2018-04-23 Thread Gould, James
Patrick,



This may be an excellent topic for a working session at the next IETF.  It 
would be great to hear opinions from others on this topic, since there is 
obviously a gap in the interpretation of the greeting and login services as it 
relates to responses (command responses and poll response) provided by the 
server.



Your description still leaves out a case, that I cannot prove to be the 
dominant one but that is certainly not a negligible one: the client receives 
the message, DOES NOT validate it per XML schema, DOES NOT parse it, and just 
stores it (as is or with a simple transformation to any other serialization 
format, an operation that does not need to know about the schema nor the 
content at all) for out of band later examination, and ACKs it in EPP to be 
able to fetch the next one.



How can the client ack the message if it doesn’t at least parse it for the 
message id?  An EPP client should frame the responses per RFC 5734 and will 
most likely parse the response to determine the result of the command and in 
the case of a poll message parse the message id to send the subsequent poll 
ack.  The client could use regular expressions to extract the information or 
could do a validating DOM parse and object unmarshalling to have something 
easier to work with.  There is no way for the server to know the capabilities 
of the client other than using the login services.  Both sets of clients can be 
fully supported if the server honors the login services sent by the client.  If 
the client wants to retrieve everything from the server for later processing, 
then the client can simply mirror the greeting services into the login 
services.  Clients that do unmarshall responses, will most likely use 
marshalling factories that will be used to dynamically create the login 
services.  This way the server will not send a response that the client does 
not support and will not break the client.

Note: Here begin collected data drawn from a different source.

PR #3465, opened 2025-08-26
[wip]feat(upi-autopay): added the support for upi autopay

longyulongyu:
## Tested scenarios

**Fixed issue**:  COSDK-601


packages/lib/src/components/UPI/components/UPIComponent/UPIComponent.scss
```diff
@@ -17,6 +17,10 @@
     .adyen-checkout__button--pay {
         margin-top: token(spacer-070);
     }
+
+    .adyen-checkout__alert-message--info {
+        margin-top: token(spacer-070);
+    }
```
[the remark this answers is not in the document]
longyulongyu: Not true, will not fix.

packages/lib/src/components/UPI/components/UPIComponent/UPIComponent.tsx
```diff
@@ -122,7 +128,7 @@ export default function UPIComponent({
                     <span className="adyen-checkout-upi-instruction-label">{i18n.get('upi.intent.instruction')}</span>
                     {status === 'error' && <Alert icon={'cross'}>{i18n.get('upi.error.noAppSelected')}</Alert>}
                     <UPIIntentAppList disabled={status === 'loading'} apps={apps} selectedAppId={selectedApp?.id} onAppSelect={handleAppSelect} />
-
+                    {mandate && <UPIMandate mandate={mandate} amount={amount} />}
```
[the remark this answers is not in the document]
longyulongyu: done

packages/lib/src/components/UPI/components/UPIMandate/UPIMandate.tsx
```diff
@@ -0,0 +1,55 @@
...
+        // rule === 'max' and no payment amount
+        return i18n.get('upi.mandate.max.withoutAmount', { values: { mandateAmount: formattedMandateAmount, frequency: frequencyText } });
+    }, [mandate, amount, i18n]);
+
+    if (!mandateText) return null;
+
+    return (
+        <Alert icon="info" type="info">
+            {i18n.get('upi.mandate.intro', { values: { mandateText } })}
+        </Alert>
```
ribeiroguilherme, line 65: I noticed few things that are different from the design. I am not sure if that is intentional or not, but I will highlight here:

- The Info icon has the wrong color (it should be black)
- The alert block is missing the gray border on it
- The amount labels are not in bold
- Can you double-check the padding and font-sizes? I can't tell by the screenshots if it is correct

packages/lib/src/components/UPI/components/UPIMandate/UPIMandate.tsx
```diff
@@ -0,0 +1,55 @@
...
+
+export interface UPIMandateProps {
+    mandate: Mandate;
+    amount?: PaymentAmount;
+}
+
+const UPIMandate = ({ mandate, amount }: UPIMandateProps): h.JSX.Element => {
+    const { i18n } = useCoreContext();
+
+    const mandateText = useMemo((): string => {
```
ribeiroguilherme: Maybe we can be more defensive in the sense that we apply validation to verify that the `mandate` is properly declared. If the required fields are missing, we throw a warning and do not render the UI. That could be done here or on the `UPI.tsx` level as well. What do you think?

Right now, if we pass empty values to the mandate fields or an empty mandate object, the component will render the `UPIMandate` with weird translation labels on it

packages/lib/src/components/UPI/UPI.tsx
```diff
@@ -113,6 +115,7 @@ class UPI extends UIElement<UPIConfiguration> {
                         introduction={this.props.i18n.get('upi.qrCodeWaitingMessage')}
                         countdownTime={5}
```
ribeiroguilherme: As part of the document we refined (`UPI - Q&A from Devs`), it was highlighted that we could add a configuration property to allow the countdown to be configured.  It seems that it was not included as part of the main ticket.

Do you think that this is something that can be added in this PR too?

ribeiroguilherme (dismissed):

packages/lib/src/components/UPI/components/UPIMandate/UPIMandate.tsx
longyulongyu: We don't really have the official figma design for upi autopay, it's copied from [this](https://www.figma.com/design/ShYUgz60fUmyqluaBke3lL8Z/01-%C2%B7-Drop-in-%C2%B7-Web?node-id=11982-9988&m=dev) component. 
However i think this Alert component is not aligned with Bento in the figma, we should just use the design from the Bento [one](https://adyen-bento.netlify.app/?path=/docs/components-alert--docs).

I can adjust our Alert component to be aligned with the Bento alert, but one obvious difference is that bento is using a solid blue svg as the icon, and it seems they are using inline svgs, but we are just loading the svg via `<image>`. The easiest way is to replace our info icon with a solid blue background though, what do you think?

> The amount labels are not in bold

I think i missed it, need to take a look how to adapt the changes.

packages/lib/src/components/UPI/UPI.tsx
longyulongyu: Sure we can add one.

packages/lib/src/components/UPI/components/UPIMandate/UPIMandate.tsx
longyulongyu: Sounds good, i'll adjust.

packages/lib/src/components/UPI/components/UPIMandate/UPIMandate.tsx
longyulongyu: It should be fixed now.

packages/lib/src/components/UPI/components/UPIMandate/UPIMandate.tsx
longyulongyu: Done

packages/lib/src/components/UPI/UPI.tsx
longyulongyu: Done

ribeiroguilherme (approved):

PR #3473, opened 2025-08-27
chore: Add script that marks old releases as deprecated

m1aw:
## Summary

Creates a script that can be used by running:

`DRY_RUN=false MAJOR_VERSION=X node .github/scripts/deprecate-releases.js`

The script fetchs all available version via the Github API. Loops thru them, and if they match the major version then it changes the release name/title to include `[DEPRECATED]`. 

To get your API token go to Your profile, and create a PAT with `Contents` R/W with the scope for this project.

## Tested scenarios

- Changes already made 🙃 

**Fixed issue**:

### DIFF
--- a/.github/scripts/deprecate-releases.js
+++ b/.github/scripts/deprecate-releases.js
@@ -1,5 +1,16 @@
 // A script to mark all GitHub releases in a repository as [DEPRECATED].
 // Uses the GitHub REST API and supports a dry run mode.
+// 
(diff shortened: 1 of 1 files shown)


ribeiroguilherme (approved):
Perhaps you can add the instructions (how to run the script; get the token and so on) in its header as code comments.  So we don't have to go back to the PR to find out more how to use it when deprecating the next major version.

PR #3475, opened 2025-08-28
fix(PayTo): SegmentedController aria-controls IDs

m1aw:
## Summary

There was an error caught by our a11y tool that PayTo SegmentedController wasn't using IDs that were pointing properly to the Fieldset. 
This PR makes that change. 
Fieldset now supports optional IDs.

## Tested scenarios

**Fixed issue**:


longyulongyu:
Don't forget to add a Changeset.

PR #3491, opened 2025-09-04
Analytics - Patching attemptId data 

ribeiroguilherme:
## Summary

Adjusted Analytics module to start performing the **setUp** call even if the attempt ID is saved in the Session storage.

This is useful in case shopper refreshes the page and another payment session is created. By doing the **setUp** another time, we can link the new payment session to the existing attempt ID.

Summary of changes:
- Moved the logic of checking the Session storage from `collect-id` to the Analytics **setUp** part. Collect ID now is responsible only for making the API request
- Removed the `loadingContext` and `amount` properties from the Analytics constructor, since they are not used 

## Tested scenarios
- Added unit tests
- Checked that the _setUp happens again_ with the same attempt ID if the the page is refreshed


packages/lib/src/core/Analytics/Analytics.ts
```diff
@@ -57,25 +76,36 @@
...
+                };
+
+                capturedCheckoutAttemptId = await collectId(collectIdPayload);
+
+                storage.set({
+                    id: capturedCheckoutAttemptId,
+                    timestamp: isSessionReusable ? checkoutAttemptIdSession.timestamp : Date.now()
+                });
+            } catch (error: unknown) {
+                console.warn(error);
```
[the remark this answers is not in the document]
ribeiroguilherme: The error message propagated here mentions the issue

packages/lib/src/core/Analytics/Analytics.ts
```diff
@@ -6,20 +6,39 @@ import { debounce } from '../../utils/debounce';
...
+let capturedCheckoutAttemptId: string | null = null;
 let sendEventsTimerId = null;
 
-const Analytics = ({ locale, clientKey, analytics, amount, analyticsContext, bundleType }: AnalyticsProps): AnalyticsModule => {
+/**
+ * If the checkout attempt ID was stored more than fifteen minutes ago, then we should request a new ID.
+ * More here: COWEB-1099
+ */
+function isSessionCreatedUnderFifteenMinutes(session: CheckoutAttemptIdSession): boolean {
+    const FIFTEEN_MINUTES_IN_MS = 15 * 60 * 1000;
```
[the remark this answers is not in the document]
ribeiroguilherme: This variable is used only here. The performance/clarity improvement is very minimal. I won't do that.

packages/lib/src/core/Services/analytics/collect-id.ts
```diff
@@ -46,31 +36,9 @@ const collectId = ({ analyticsContext, clientKey, locale, analyticsPath, bundleT
...
-                }
-                return undefined;
-            })
-            .catch(() => {
-                return Promise.reject(FAILURE_MSG);
-            });
+        memoizedPromise = httpPost<{ checkoutAttemptId: string }>(options, telemetryEvent).then(conversion => conversion?.checkoutAttemptId);
 
-        return promise;
+        return memoizedPromise;
```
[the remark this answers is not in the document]
ribeiroguilherme: Done

packages/lib/src/core/Analytics/Analytics.ts
```diff
@@ -57,25 +76,36 @@ const Analytics = ({ locale, clientKey, analytics, amount, analyticsContext, bun
...
-                } catch (e: any) {
-                    console.warn(`Fetching checkoutAttemptId failed.${e ? ` Error=${e}` : ''}`);
-                }
+
+            const availableCheckoutAttemptId: string | undefined = isSessionReusable ? checkoutAttemptIdSession.id : analyticsData?.checkoutAttemptId;
+
+            try {
+                const collectIdPayload = {
+                    ...finalSetupProps,
+                    ...payload,
```
sponglord, line 97: So now you're always sending an entry for `payload` and `analyticsData` even if they're not defined?
Just wondering if this affects what the data team expect to receive

packages/lib/src/core/Analytics/Analytics.ts
```diff
@@ -86,6 +116,10 @@ const Analytics = ({ locale, clientKey, analytics, amount, analyticsContext, bun
 
         getEnabled: () => props.enabled,
 
+        flush: () => {
+            void sendAnalyticsEvents();
+        },
+
```
sponglord, line 124: What's this function for?

packages/lib/src/core/Analytics/Analytics.ts
```diff
@@ -57,25 +76,36 @@ const Analytics = ({ locale, clientKey, analytics, amount, analyticsContext, bun
...
 
     return {
-        /**
-         * Make "setup" call, to pass containerWidth, buildType, channel etc, and receive a checkoutAttemptId in return
-         * @param initialEvent -
-         */
-        setUp: async (initialEvent: AnalyticsInitialEvent) => {
-            const { payload, enabled } = props; // TODO what is payload, is it ever used?
+        setUp: async (setupProps?: AnalyticsInitialEvent): Promise<void> => {
+            const defaultProps: Partial<AnalyticsInitialEvent> = {};
```
sponglord: Why are you defining an empty object?

packages/lib/src/core/Analytics/Analytics.ts
ribeiroguilherme: It is used to send all the queued events without the need to wait for the interval. It is going to be used in the Fastlane analytics in the next PR

packages/lib/src/core/Analytics/Analytics.ts
ribeiroguilherme: It is going to be used in the next PR - It will be used to define the default value of `checkoutStage` variable.

To give you more context: 
I made all the changes assuming that the API would be accepting the `checkoutStage` property, but apparently it is not live yet, so I removed the code using this new field in order to release this changes sooner, but I will add this back into the Fastlane analytics PR

packages/lib/src/core/Analytics/Analytics.ts
ribeiroguilherme: I am not adding a new entry there, I am just spreading the object. It is the same logic as it was there before

sponglord: Fair enough!

packages/lib/src/core/Analytics/Analytics.ts
sponglord: Maybe you could add a comment in the future explaining that this is for a future PR? Then we wouldn't need to have this conversation! :-P

sponglord (approved):

packages/lib/src/core/Analytics/Analytics.ts
longyulongyu: I think we can move everything from line 80-91 to the try block, because it should be non-blocking execution and we don't care if anything fails in the analytics.

Optional: if we can differentiate different errors in order to pinpoint an exact one.

longyulongyu (approved):

PR #3509, opened 2025-09-11
Pix - Improve pix code experience

johnayeni:
## Summary
- Update QR code UI for PIX payment to switch between displaying QR code and copying code text
- Display full bank code for PIX so users can also highlight and copy the code directly
- Decompose QR loader component into smaller components
- Remove checkmark from the Segmented control component and improve the button responsiveness

## Tested scenarios

**Fixed issue**:


packages/lib/src/components/internal/QRLoader/QRLoader.tsx
```diff
@@ -228,54 +246,21 @@ class QRLoader extends Component<QRLoaderProps, QRLoaderState> {
...
-                                this.props.onSubmitAnalytics(event);
-
-                                complete();
-                            }}
-                            icon={getImage({ imageFolder: 'components/' })(`${PREFIX}copy`)}
-                            label={i18n.get('button.copy')}
-                        />
-                    </div>
-                )}
+                <QRLoaderDetailsProvider
```
m1aw, line 249: What advantage do we get by using a provider here?

johnayeni: The main advantage here is to reduce prop drilling for the child component. I could also just use render props but one other reason for this was to reduce the number of places I also needed to add props for components. What do you think?

m1aw: I guess it's a choice, but in this case it doesn't avoid any drilling? `useQRLoaderDetails` hook is called in both cases immediately on the next "depth" level. So if we would pass it as props we would have the exact same logic inside of QRDetails / PixDetails without any extra drilling since their children don't call the hook.

johnayeni: I agree as well. I would prefer to leave it as it is, but if you have any strong reasons why we should just move it to props I can do that as well. One other reason I went for this approach is to at some point break down the QR code component and Await component to reusable hooks and components.

packages/lib/src/components/internal/QRLoader/QRLoader.tsx
```diff
@@ -16,15 +15,17 @@ import useImage from '../../../core/Context/useImage';
...
 import { AnalyticsInfoEvent } from '../../../core/Analytics/AnalyticsInfoEvent';
+import { CountdownTime } from '../Countdown/types';
+import QRDetails from './components/QRDetails';
+import { QRLoaderDetailsProvider } from './QRLoaderDetailsProvider';
 
 const QRCODE_URL = 'utility/v1/barcode.png?type=qrCode&data=';
 
 class QRLoader extends Component<QRLoaderProps, QRLoaderState> {
-    private timeoutId;
+    private timeoutId: NodeJS.Timeout | undefined;
```
ribeiroguilherme: Minor thing - this is not wrong on NodeJS/server side environment, but on Web the type here should be of `number`. 
If you click in the reference of the `setTimeout` function, you get redirected to `lib.dom.d.ts` which shows that

packages/lib/src/components/internal/QRLoader/QRLoader.tsx
m1aw: The only downside, is just the normal of Context API is that the dependencies of those props are unclear till runtime, but I do see why the aesthetic preferences. Just keep it like this.

packages/lib/src/components/helpers/QRLoaderContainer/QRLoaderContainer.tsx
```diff
@@ -41,10 +41,7 @@ class QRLoaderContainer<T extends QRLoaderConfiguration = QRLoaderConfiguration>
                         {...this.props}
                         type={this.constructor['type']}
                         brandLogo={this.props.brandLogo || this.icon}
-                        delay={this.props.delay}
                         onComplete={this.onComplete}
-                        countdownTime={this.props.countdownTime}
-                        instructions={this.props.instructions}
                         onActionHandled={this.onActionHandled}
```
ribeiroguilherme, line 48: How are these props (`delay`, `countdownTime`,  `instructions`) being propagated to the `QRLoader`? Are we now relying on the `{...this.props}`?

One of the issues we currently have in the repo is that there are props being spread in multiple places, and that leads to:
- unexpected/unused props ending in a Component
- it is not clear if/how the Component receives a config property (e.g. `delay`) 

For readability and to avoid propagating unnecessary objects, it is better to avoid spreading and pass the properties directly.

packages/lib/src/components/Pix/Pix.tsx
```diff
@@ -1,10 +1,14 @@
...
+import PixInput from './components/PixInput';
 import { cleanCPFCNPJ } from '../internal/SocialSecurityNumberBrazil/utils';
 import { PixElementData, PixConfiguration } from './types';
 import { TxVariants } from '../tx-variants';
+import QRLoader from '../internal/QRLoader';
+import SRPanelProvider from '../../core/Errors/SRPanelProvider';
+import PixQRDetails from './components/PixQRDetails';
+import './Pix.scss';
 
 class PixElement extends QRLoaderContainer<PixConfiguration> {
```
ribeiroguilherme, line 13: Does it still need to extend the `QRLoaderContainer` class? 🤔  
Maybe not .. but it is also not bad to do it since we can easily track which Components are QRLoader type..

packages/lib/src/components/internal/QRLoader/QRLoader.tsx
johnayeni: Fixed 👍🏿

packages/lib/src/components/helpers/QRLoaderContainer/QRLoaderContainer.tsx
johnayeni: Indeed, I have also seen that we have quite a lot of unused props which can be quite confusing. I restored passing the `delay`, `countdownTime`, and `instructions` props explicitly for this PR but I also don't want to remove spreading the props as I am not very sure which of the props that are spread are not being used. Would have to dig a little bit deeper so I would do this as part of refactoring this component into a functional one.

packages/lib/src/components/Pix/Pix.tsx
johnayeni: Yup, I think when we make `QRLoader` functional, we might not need to extend this class at that point.

packages/lib/src/components/helpers/QRLoaderContainer/QRLoaderContainer.tsx
ribeiroguilherme: All good. My point was just to restore the previous ones, and we can investigate further the remaining props during the refactoring 👍

PR #3511, opened 2025-09-12
feat: add support for sdkData API field

m1aw:
## Summary

Add support for a new API field sdkData. Please check internal ticket for the full details. This PR adds sdkData as an encrypted blob in the `.data()`, this is used both on sessions and advanced flow payment requests.

## Tested scenarios

**Fixed issue**:  
COSDK-514

### DIFF
--- a/packages/lib/src/components/AfterPay/AfterPay.test.ts
+++ b/packages/lib/src/components/AfterPay/AfterPay.test.ts
@@ -142,7 +142,7 @@ describe('AfterPay', () => {
                             stateOrProvince: 'N/A',
                             street: 'Simon Carmilgestraat'
                         },
-                        paymentMethod: { checkoutAttemptId: 'fetch-checkoutAttemptId-failed', type: 'afterpay_default' },
+                        paymentMethod: { checkoutAttemptId: 'fetch-checkoutAttemptId-failed', sdkData: expect.any(String), type: 'afterpay_default' },
                         shopperEmail: 'jose@adyen.com',
                         shopperName: { firstName: 'Jose', lastName: 'Fernandez' },
                         telephoneNumber: '612345678'
@@ -325,7 +325,7 @@ describe('AfterPay', () => {
                             stateOrProvince: 'N/A',
                             street: 'Kinkerstraat'
                         },
-                        paymentMethod: { checkoutAttemptId: 'fetch-checkoutAttemptId-failed', type: 'afterpay_default' },
+                        paymentMethod: { checkoutAttemptId: 'fetch-checkoutAttemptId-failed', sdkData: expect.any(String), type: 'afterpay_default' },
                         shopperEmail: 'jose@adyen.com',
                         shopperName: { firstName: 'Jose', lastName: 'Fernandez' },
                         telephoneNumber: '612345678'
--- a/packages/lib/src/components/ApplePay/ApplePay.test.ts
+++ b/packages/lib/src/components/ApplePay/ApplePay.test.ts
@@ -644,6 +644,7 @@ describe('ApplePay', () => {
                 paymentMethod: {
                     applePayToken: 'InBheW1lbnQtZGF0YSI=',
                     checkoutAttemptId: NO_CHECKOUT_ATTEMPT_ID,
+                    sdkData: expect.any(String),
                     type: 'applepay'
                 }
             });
--- a/packages/lib/src/components/BacsDD/BacsDD.test.ts
+++ b/packages/lib/src/components/BacsDD/BacsDD.test.ts
@@ -49,6 +49,7 @@ describe('Bacs Direct Debit', () => {
                         bankLocationId: '560036',
                         checkoutAttemptId: 'fetch-checkoutAttemptId-failed',
                         holderName: 'David Archer',
+                        sdkData: expect.any(String),
                         type: 'directdebit_GB'
                     },
                     shopperEmail: 'jon@adyen.com',
@@ -167,6 +168,7 @@ describe('Bacs Direct Debit', () => {
                         bankLocationId: '895302',
                         checkoutAttemptId: 'fetch-checkoutAttemptId-failed',
                         holderName: 'Jonny R.',
+                        sdkData: expect.any(String),
                         type: 'directdebit_GB'
                     },
                     shopperEmail: 'jonnyr@adyen.com',
--- a/packages/lib/src/components/Boleto/Boleto.test.ts
+++ b/packages/lib/src/components/Boleto/Boleto.test.ts
@@ -74,7 +74,8 @@ describe('Boleto', () => {
                 data: {
                     paymentMethod: {
                         type: 'boletobancario',
-                        checkoutAttemptId: 'fetch-checkoutAttemptId-failed'
+                        checkoutAttemptId: 'fetch-checkoutAttemptId-failed',
+                        sdkData: expect.any(String)
                     },
                     billingAddress: {
                         city: 'Sao Paulo',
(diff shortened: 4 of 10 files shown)


packages/lib/src/utils/createSdkData.ts
```diff
@@ -0,0 +1,31 @@
...
+    };
+}
+
+/**
+ * Creates the sdkData object with analytics and risk information
+ * @param checkoutAttemptId - The checkout attempt ID from analytics
+ * @param clientData - The client data from risk module
+ * @returns Base64 encoded JSON string of the SDK data object
+ */
+export function createSdkData(checkoutAttemptId: string, clientData: string): string {
```
sponglord: According to the YT ticket this sdkData should also contain a timestamp?

The Analytics utils (`/src/core/Analytics/utils.ts`) contains a `getUTCTimestamp` function - which is what we use in analytics.

m1aw: Yeah, indeed. This has been added to the ticket, it wasn't there when I originally made the change. I'm going to be adding it, thanks for the tip.

packages/lib/src/components/internal/BaseElement/BaseElement.ts
```diff
@@ -87,15 +88,25 @@ abstract class BaseElement<P extends BaseElementProps> implements IBaseElement {
...
+        // first one used for the clientData field in the payment request
         const clientData = getProp(this.props, 'modules.risk.data');
+        // second one used for the sdkData field in the payment request
+        const clientDataUnencoded = getProp(this.props, 'modules.risk.dataUnencoded');
         const checkoutAttemptId = getProp(this.props, 'modules.analytics.getCheckoutAttemptId')?.() ?? NO_CHECKOUT_ATTEMPT_ID; // NOTE: we never expect to see this "failed" value, but, just in case...
         const order = this.state.order || this.props.order;
         const componentData = this.formatData();
 
+        // Create sdkData when both analytics and risk data are available
+        const sdkData = checkoutAttemptId && clientDataUnencoded ? createSdkData(checkoutAttemptId, clientDataUnencoded) : undefined;
```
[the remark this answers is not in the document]
m1aw: This is expected behaviour.

packages/lib/src/core/RiskModule/RiskModule.tsx
```diff
@@ -89,6 +89,14 @@ export default class RiskElement extends BaseElement<RiskModuleProps> {
         return false;
     }
 
+    get dataUnencoded(): object | false {
```
johnayeni: I am not a big fan here of returning either an object or false from the same function. We could make it more singular purpose by just retuning null as the negative case


```suggestion
    get dataUnencoded(): Record<string | any> | null {
```

packages/lib/src/core/RiskModule/RiskModule.tsx
```diff
@@ -89,6 +89,14 @@ export default class RiskElement extends BaseElement<RiskModuleProps> {
...
+        if (this.isValid) {
+            return { version: RISK_DATA_VERSION, ...this.state.data };
+        }
+
+        return false;
```
johnayeni:
```suggestion
        return null;
```

packages/lib/src/utils/createSdkData.ts
```diff
@@ -0,0 +1,33 @@
...
+    };
+}
+
+/**
+ * Creates the sdkData object with analytics and risk information
+ * @param checkoutAttemptId - The checkout attempt ID from analytics
+ * @param clientData - The client data from risk module
+ * @returns Base64 encoded JSON string of the SDK data object
+ */
+export function createSdkData(checkoutAttemptId: string, clientData: object): string {
```
johnayeni:
```suggestion
export function createSdkData(checkoutAttemptId: string, clientData: Record<string, any>): string {
```

Object is also not the most easy to work with in typescript. I propose using `Record<>` instead

packages/lib/src/core/RiskModule/RiskModule.tsx
sponglord: Is there a demand for this? i.e. the risk data in an "unencoded" form?
Or is this just for us - so we don't have to base64 decode the object?

m1aw: This is just for us, because we are going to encode it again when creating `sdkData` blob.

packages/lib/src/components/internal/BaseElement/BaseElement.ts
```diff
@@ -87,15 +88,25 @@ abstract class BaseElement<P extends BaseElementProps> implements IBaseElement {
...
+        // first one used for the clientData field in the payment request
         const clientData = getProp(this.props, 'modules.risk.data');
+        // second one used for the sdkData field in the payment request
+        const clientDataUnencoded = getProp(this.props, 'modules.risk.dataUnencoded') as Record<string, any> | null;
         const checkoutAttemptId = getProp(this.props, 'modules.analytics.getCheckoutAttemptId')?.() ?? NO_CHECKOUT_ATTEMPT_ID; // NOTE: we never expect to see this "failed" value, but, just in case...
         const order = this.state.order || this.props.order;
         const componentData = this.formatData();
 
+        // Create sdkData when both analytics and risk data are available
+        const sdkData = checkoutAttemptId && clientDataUnencoded ? createSdkData(checkoutAttemptId, clientDataUnencoded) : undefined;
```
sponglord: What happens if `clientDataUnencoded` doesn't exist e.g. if the merchant has disabled the riskModule?
We would still want to send an `sdkData` with the `checkoutAttemptId`

m1aw: That's a fair point. We would still want to send, I will change this part.

m1aw: I have made the change, together with a few other changes to the schema. It was a misunderstanding that we need to send the unencoded blob. Can you review again?

packages/lib/src/components/internal/BaseElement/BaseElement.ts
```diff
@@ -87,15 +88,22 @@ abstract class BaseElement<P extends BaseElementProps> implements IBaseElement {
      * Note: this does not ensure validity, check isValid first
      */
     public get data(): PaymentData {
+        // first one used for the clientData field in the payment request
         const clientData = getProp(this.props, 'modules.risk.data');
         const checkoutAttemptId = getProp(this.props, 'modules.analytics.getCheckoutAttemptId')?.() ?? NO_CHECKOUT_ATTEMPT_ID; // NOTE: we never expect to see this "failed" value, but, just in case...
         const order = this.state.order || this.props.order;
         const componentData = this.formatData();
 
+        const sdkData = createSdkData(checkoutAttemptId, clientData);
```
sponglord, line 97: So now you're no longer base64 decoding the risk data, correct?
You're just passing the encoded string and then it gets encoded a second time?

m1aw: We were never "decoding", we were just reading the plain object.
RiskModule encodes what the risk sdk gives us. Now we are just encoding it twice, one in the RiskModule and when creating sdkData object.

sponglord: And the double-decoding isn't a problem for the backend?
(I hope it's not - I do think this approach of just passing on what we've already created i.e. the encoded blob, is much simpler and cleaner)

m1aw: That was exactly the confusion that we had in the first place, backend wasn't sure about it because Android and iOS don't send it.

PR #1027, opened 2020-01-20
Test to demostrate bsc#1161331

ancorgs:
See https://bugzilla.suse.com/show_bug.cgi?id=1161331


ancorgs:
Closed in favor of #1043 that shows the expected behavior in a more detailed way... and that proves that was indeed the behavior in SLE-15-SP1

As for "A client would need to proactively deal with the

unexpected if the server does not honor the login services of the

client.", I think this is already the case for many registries, and since a 
long time, so clients had to deal with that already. It is far from a new 
hypothetical problem.



Just because servers have been sending unsolicited extensions to clients does 
not make it correct or appropriate from a protocol perspective.  I believe we 
have examples of EPP extensions (RFC 5910 and draft-ietf-regext-epp-fees) that 
includes language related to what the server should or should not due based on 
the client login services, so this should be understood.  I believe where it is 
not well understood is the handling of poll messages, which would be the point 
in creating a new draft.





If the registrar logs in without the secDNS extension, to use a "core" example, 
and if it does a domain:info on a domain name which has secDNS info (because it 
is one of his own domain for which he put DNSSEC material with it before but 
right now in this particular session it did not use the secDNS extension at 
login, or maybe less contrived before a transfer he does a domain:info with the 
associated authInfo on a domain name it does not sponsor)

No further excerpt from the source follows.